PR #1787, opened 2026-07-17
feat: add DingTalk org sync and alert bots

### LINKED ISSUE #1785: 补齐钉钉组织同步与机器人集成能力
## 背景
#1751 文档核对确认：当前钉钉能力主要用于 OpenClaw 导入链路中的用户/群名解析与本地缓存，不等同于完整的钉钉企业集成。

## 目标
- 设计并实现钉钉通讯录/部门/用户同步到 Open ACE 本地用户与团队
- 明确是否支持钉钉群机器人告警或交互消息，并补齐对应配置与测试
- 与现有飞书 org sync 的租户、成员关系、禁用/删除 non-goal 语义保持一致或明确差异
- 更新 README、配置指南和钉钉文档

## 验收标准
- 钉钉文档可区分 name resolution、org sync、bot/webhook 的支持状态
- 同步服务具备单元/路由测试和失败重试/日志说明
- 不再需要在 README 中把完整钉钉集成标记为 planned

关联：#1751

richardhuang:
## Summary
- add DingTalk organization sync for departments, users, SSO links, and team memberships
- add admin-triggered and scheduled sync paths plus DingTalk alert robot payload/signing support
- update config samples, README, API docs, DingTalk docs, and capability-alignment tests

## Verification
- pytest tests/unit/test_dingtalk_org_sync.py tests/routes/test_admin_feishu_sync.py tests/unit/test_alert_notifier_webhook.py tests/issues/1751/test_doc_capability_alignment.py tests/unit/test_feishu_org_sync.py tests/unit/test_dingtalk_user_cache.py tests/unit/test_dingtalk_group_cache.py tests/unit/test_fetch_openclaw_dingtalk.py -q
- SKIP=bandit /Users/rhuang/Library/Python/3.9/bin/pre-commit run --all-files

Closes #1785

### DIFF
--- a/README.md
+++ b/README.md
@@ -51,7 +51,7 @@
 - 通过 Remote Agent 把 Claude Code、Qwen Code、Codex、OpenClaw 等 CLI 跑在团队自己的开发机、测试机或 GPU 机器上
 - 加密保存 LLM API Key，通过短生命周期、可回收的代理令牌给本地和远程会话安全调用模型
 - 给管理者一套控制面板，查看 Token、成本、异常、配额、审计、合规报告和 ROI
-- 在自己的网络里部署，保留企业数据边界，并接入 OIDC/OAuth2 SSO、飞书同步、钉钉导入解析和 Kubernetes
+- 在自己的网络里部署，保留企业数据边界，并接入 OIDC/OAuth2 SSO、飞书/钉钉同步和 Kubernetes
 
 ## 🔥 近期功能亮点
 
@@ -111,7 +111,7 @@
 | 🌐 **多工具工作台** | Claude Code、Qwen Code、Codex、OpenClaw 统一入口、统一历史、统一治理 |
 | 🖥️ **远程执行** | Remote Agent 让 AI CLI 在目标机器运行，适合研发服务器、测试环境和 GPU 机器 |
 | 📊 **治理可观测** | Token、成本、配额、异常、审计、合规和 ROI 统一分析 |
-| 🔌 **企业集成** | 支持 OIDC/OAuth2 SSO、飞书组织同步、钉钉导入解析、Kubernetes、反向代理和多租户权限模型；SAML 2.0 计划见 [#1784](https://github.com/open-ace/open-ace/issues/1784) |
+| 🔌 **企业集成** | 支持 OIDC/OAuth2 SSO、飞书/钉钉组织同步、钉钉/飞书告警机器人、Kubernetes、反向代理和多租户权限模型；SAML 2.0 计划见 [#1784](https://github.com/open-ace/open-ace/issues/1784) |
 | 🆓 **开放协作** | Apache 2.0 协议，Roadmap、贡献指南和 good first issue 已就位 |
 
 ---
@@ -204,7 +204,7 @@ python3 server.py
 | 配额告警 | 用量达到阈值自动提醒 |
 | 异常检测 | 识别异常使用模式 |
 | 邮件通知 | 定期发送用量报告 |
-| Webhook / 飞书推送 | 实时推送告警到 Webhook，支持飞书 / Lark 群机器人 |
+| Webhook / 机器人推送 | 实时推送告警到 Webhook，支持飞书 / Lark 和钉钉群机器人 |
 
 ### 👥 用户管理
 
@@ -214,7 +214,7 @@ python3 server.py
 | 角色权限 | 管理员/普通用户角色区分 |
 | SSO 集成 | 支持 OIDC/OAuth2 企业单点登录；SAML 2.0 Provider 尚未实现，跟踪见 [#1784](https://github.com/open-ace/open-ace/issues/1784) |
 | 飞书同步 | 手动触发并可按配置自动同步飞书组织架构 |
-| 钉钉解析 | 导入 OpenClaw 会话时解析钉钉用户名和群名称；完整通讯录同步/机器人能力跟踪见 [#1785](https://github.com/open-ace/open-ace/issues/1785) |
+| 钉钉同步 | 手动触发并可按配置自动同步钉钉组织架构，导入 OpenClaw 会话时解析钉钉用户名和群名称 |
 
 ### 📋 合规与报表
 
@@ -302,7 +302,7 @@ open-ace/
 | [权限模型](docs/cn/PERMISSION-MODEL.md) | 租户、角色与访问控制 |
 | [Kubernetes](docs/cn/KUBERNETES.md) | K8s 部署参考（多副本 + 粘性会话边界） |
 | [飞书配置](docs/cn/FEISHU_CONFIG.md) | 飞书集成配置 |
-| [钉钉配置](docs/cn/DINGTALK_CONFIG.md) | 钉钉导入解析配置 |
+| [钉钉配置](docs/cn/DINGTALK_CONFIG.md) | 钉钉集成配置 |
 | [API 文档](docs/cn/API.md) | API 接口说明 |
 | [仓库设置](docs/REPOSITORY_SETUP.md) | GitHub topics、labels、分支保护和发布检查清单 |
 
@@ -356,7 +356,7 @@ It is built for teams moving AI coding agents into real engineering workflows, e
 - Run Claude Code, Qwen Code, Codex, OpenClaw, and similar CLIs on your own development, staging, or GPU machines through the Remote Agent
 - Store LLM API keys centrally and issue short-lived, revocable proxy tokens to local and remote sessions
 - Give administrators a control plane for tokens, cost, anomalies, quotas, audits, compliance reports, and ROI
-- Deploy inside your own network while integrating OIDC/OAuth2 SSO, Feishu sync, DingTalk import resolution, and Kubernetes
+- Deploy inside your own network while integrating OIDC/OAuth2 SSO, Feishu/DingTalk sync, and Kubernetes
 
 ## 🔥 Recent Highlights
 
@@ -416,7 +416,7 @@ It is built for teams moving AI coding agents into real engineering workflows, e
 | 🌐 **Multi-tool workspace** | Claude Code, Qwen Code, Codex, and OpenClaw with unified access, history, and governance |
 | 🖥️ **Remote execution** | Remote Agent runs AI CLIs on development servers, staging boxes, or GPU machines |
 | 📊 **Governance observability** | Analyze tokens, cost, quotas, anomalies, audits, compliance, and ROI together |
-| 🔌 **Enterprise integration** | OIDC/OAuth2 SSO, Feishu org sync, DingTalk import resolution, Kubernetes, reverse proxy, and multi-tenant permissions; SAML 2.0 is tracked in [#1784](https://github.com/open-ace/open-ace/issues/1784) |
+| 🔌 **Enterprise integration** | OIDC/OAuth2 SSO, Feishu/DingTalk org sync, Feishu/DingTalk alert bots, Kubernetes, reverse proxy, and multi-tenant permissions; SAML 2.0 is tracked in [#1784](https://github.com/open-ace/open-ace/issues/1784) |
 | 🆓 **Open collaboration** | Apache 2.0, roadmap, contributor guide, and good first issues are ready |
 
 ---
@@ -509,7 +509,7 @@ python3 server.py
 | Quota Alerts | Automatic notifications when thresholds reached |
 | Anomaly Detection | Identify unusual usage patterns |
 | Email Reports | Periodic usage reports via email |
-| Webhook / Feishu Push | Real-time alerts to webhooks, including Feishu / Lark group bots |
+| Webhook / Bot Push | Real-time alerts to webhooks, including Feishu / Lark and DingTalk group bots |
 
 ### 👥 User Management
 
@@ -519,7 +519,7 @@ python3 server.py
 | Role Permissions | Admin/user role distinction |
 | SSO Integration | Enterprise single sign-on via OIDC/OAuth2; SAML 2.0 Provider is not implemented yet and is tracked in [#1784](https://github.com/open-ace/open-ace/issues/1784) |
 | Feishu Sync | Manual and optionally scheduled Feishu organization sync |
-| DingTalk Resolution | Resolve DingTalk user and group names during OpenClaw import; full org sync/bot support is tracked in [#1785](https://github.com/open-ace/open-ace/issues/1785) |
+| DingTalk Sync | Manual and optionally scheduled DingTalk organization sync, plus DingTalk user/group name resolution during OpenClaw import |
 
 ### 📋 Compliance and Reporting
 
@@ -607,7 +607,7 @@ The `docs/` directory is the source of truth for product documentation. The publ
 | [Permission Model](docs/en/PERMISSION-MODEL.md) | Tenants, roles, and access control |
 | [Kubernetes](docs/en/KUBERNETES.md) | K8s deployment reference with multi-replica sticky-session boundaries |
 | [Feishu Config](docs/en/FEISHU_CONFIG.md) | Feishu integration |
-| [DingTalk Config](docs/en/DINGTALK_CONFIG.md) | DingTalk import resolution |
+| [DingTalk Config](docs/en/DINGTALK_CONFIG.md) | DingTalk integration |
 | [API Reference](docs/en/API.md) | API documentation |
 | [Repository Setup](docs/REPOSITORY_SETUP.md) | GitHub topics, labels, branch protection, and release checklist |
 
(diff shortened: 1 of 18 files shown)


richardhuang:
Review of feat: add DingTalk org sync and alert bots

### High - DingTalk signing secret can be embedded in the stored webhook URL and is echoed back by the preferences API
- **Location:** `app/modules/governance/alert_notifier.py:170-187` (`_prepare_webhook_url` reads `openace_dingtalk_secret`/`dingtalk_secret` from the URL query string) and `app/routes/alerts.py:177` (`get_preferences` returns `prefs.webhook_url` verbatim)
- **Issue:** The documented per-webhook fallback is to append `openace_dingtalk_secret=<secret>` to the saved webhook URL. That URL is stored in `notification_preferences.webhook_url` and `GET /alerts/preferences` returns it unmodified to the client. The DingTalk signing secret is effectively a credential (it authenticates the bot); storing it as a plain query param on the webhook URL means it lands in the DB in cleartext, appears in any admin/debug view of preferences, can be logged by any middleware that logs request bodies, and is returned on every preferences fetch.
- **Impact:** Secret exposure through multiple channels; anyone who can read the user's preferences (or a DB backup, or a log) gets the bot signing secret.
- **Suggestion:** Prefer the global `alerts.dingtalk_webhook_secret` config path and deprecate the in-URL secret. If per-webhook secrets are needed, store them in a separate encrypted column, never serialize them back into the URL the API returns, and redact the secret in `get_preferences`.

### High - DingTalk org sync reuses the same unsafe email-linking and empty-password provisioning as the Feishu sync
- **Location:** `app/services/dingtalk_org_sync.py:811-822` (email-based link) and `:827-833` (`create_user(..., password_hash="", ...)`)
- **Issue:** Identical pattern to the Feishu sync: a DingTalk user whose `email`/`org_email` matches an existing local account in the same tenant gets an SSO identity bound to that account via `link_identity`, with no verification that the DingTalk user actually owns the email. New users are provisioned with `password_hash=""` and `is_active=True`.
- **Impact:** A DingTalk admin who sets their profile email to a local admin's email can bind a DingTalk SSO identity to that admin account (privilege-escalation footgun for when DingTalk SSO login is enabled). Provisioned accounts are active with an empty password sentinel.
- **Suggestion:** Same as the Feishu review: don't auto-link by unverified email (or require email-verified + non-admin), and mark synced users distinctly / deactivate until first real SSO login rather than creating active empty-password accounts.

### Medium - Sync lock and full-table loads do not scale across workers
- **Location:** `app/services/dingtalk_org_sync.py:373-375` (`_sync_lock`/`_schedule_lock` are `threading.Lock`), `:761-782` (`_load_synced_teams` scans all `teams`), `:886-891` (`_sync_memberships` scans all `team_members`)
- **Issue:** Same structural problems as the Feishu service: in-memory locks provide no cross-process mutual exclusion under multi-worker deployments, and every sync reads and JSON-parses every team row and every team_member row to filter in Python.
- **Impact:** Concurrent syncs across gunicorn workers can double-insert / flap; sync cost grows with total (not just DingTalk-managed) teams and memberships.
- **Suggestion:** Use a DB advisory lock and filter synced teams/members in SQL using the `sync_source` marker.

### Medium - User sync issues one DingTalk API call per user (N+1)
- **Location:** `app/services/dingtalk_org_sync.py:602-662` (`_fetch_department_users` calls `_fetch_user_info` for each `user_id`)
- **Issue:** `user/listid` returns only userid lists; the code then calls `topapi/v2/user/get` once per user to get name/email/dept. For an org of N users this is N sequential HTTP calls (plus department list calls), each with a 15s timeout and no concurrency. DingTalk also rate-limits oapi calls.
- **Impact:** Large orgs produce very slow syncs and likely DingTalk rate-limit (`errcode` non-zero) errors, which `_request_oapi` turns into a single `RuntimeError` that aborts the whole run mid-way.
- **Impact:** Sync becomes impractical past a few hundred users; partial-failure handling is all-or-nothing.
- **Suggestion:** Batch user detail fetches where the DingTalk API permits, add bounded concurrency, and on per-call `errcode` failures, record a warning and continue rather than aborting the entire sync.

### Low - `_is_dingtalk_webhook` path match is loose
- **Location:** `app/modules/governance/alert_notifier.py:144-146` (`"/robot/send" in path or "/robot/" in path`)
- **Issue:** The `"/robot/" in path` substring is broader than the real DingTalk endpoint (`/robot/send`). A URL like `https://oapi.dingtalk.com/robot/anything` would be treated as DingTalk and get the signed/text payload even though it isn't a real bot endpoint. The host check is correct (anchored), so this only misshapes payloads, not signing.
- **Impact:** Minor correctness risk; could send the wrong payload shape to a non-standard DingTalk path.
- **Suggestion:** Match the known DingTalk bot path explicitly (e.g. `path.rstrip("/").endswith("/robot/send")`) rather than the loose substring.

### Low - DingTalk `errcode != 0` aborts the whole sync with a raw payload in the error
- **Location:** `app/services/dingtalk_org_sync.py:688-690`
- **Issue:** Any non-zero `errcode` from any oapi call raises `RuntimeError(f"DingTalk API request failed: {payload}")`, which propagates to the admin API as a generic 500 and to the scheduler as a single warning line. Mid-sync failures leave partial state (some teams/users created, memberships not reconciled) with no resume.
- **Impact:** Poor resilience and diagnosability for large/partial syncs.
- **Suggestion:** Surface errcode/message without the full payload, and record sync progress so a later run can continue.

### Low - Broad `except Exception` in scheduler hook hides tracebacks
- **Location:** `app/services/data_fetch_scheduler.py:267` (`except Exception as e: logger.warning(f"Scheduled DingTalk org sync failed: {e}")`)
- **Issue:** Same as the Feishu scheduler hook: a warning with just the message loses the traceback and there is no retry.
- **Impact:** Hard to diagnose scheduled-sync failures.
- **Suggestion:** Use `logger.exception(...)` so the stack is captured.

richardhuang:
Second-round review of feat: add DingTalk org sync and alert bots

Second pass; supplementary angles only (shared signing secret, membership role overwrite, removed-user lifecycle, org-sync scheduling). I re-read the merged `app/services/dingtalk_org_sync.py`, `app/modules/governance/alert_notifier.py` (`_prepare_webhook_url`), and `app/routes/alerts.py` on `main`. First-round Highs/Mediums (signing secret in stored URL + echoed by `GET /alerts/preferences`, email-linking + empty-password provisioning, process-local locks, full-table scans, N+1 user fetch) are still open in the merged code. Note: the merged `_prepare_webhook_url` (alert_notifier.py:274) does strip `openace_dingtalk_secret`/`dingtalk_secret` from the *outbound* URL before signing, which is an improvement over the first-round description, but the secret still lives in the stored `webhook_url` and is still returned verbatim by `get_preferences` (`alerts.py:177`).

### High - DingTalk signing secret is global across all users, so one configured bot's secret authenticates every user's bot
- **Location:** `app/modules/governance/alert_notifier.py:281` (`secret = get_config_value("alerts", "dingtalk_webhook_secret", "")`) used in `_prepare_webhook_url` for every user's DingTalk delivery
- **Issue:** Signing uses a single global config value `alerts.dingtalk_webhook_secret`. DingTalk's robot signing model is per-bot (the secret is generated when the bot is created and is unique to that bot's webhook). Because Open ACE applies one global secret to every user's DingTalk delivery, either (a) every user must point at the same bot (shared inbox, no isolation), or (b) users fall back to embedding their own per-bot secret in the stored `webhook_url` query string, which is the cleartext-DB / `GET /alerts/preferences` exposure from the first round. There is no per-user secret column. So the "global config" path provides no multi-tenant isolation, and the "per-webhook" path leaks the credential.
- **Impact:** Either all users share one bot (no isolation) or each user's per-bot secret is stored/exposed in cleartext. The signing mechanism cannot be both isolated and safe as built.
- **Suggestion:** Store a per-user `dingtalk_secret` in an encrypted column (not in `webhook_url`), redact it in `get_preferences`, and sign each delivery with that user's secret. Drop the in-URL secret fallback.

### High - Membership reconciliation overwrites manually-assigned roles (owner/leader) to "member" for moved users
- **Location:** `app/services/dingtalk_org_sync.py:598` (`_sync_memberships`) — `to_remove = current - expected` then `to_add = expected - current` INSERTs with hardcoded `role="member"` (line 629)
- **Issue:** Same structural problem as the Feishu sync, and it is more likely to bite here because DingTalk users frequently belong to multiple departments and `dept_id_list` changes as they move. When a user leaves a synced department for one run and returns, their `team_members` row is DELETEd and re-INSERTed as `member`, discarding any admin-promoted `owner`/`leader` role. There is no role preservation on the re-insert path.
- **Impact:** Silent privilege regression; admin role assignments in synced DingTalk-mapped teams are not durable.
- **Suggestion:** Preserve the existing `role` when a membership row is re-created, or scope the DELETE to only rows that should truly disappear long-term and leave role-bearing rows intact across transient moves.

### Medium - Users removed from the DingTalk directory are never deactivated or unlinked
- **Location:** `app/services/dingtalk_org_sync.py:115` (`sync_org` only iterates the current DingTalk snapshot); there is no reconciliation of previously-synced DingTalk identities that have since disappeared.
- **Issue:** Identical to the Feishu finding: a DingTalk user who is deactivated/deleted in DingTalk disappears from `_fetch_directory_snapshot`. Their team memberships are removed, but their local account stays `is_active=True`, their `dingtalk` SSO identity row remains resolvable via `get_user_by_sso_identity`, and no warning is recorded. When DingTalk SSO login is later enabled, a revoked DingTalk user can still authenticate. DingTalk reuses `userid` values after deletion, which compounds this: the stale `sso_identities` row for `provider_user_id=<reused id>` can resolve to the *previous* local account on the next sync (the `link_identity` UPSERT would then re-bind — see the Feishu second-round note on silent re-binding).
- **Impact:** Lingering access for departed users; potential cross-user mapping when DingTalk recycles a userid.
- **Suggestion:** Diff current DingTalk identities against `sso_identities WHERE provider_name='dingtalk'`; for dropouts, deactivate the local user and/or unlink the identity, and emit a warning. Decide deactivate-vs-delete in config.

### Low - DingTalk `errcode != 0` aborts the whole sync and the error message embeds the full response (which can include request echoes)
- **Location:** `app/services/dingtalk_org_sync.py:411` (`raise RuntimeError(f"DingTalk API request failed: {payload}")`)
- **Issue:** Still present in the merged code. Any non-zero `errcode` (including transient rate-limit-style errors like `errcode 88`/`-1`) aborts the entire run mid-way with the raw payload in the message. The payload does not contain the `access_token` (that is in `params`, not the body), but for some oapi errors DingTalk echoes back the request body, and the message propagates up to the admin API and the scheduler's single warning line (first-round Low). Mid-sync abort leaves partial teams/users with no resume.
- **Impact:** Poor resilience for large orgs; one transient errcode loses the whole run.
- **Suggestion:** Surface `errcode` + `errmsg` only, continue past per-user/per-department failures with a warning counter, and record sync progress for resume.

======

The task
Everything above from the line containing "-| 🔌 **企业集成** | 支持" down to the line containing "[飞书配置](docs/cn/FEISHU_CONFIG.md) | 飞书集成配置 |" is to be transcribed exactly, with both of those lines included and nothing else added.

Exercise solution
-| 🔌 **企业集成** | 支持 OIDC/OAuth2 SSO、飞书组织同步、钉钉导入解析、Kubernetes、反向代理和多租户权限模型；SAML 2.0 计划见 [#1784](https://github.com/open-ace/open-ace/issues/1784) |
+| 🔌 **企业集成** | 支持 OIDC/OAuth2 SSO、飞书/钉钉组织同步、钉钉/飞书告警机器人、Kubernetes、反向代理和多租户权限模型；SAML 2.0 计划见 [#1784](https://github.com/open-ace/open-ace/issues/1784) |
 | 🆓 **开放协作** | Apache 2.0 协议，Roadmap、贡献指南和 good first issue 已就位 |
 
 ---
@@ -204,7 +204,7 @@ python3 server.py
 | 配额告警 | 用量达到阈值自动提醒 |
 | 异常检测 | 识别异常使用模式 |
 | 邮件通知 | 定期发送用量报告 |
-| Webhook / 飞书推送 | 实时推送告警到 Webhook，支持飞书 / Lark 群机器人 |
+| Webhook / 机器人推送 | 实时推送告警到 Webhook，支持飞书 / Lark 和钉钉群机器人 |
 
 ### 👥 用户管理
 
@@ -214,7 +214,7 @@ python3 server.py
 | 角色权限 | 管理员/普通用户角色区分 |
 | SSO 集成 | 支持 OIDC/OAuth2 企业单点登录；SAML 2.0 Provider 尚未实现，跟踪见 [#1784](https://github.com/open-ace/open-ace/issues/1784) |
 | 飞书同步 | 手动触发并可按配置自动同步飞书组织架构 |
-| 钉钉解析 | 导入 OpenClaw 会话时解析钉钉用户名和群名称；完整通讯录同步/机器人能力跟踪见 [#1785](https://github.com/open-ace/open-ace/issues/1785) |
+| 钉钉同步 | 手动触发并可按配置自动同步钉钉组织架构，导入 OpenClaw 会话时解析钉钉用户名和群名称 |
 
 ### 📋 合规与报表
 
@@ -302,7 +302,7 @@ open-ace/
 | [权限模型](docs/cn/PERMISSION-MODEL.md) | 租户、角色与访问控制 |
 | [Kubernetes](docs/cn/KUBERNETES.md) | K8s 部署参考（多副本 + 粘性会话边界） |
 | [飞书配置](docs/cn/FEISHU_CONFIG.md) | 飞书集成配置 |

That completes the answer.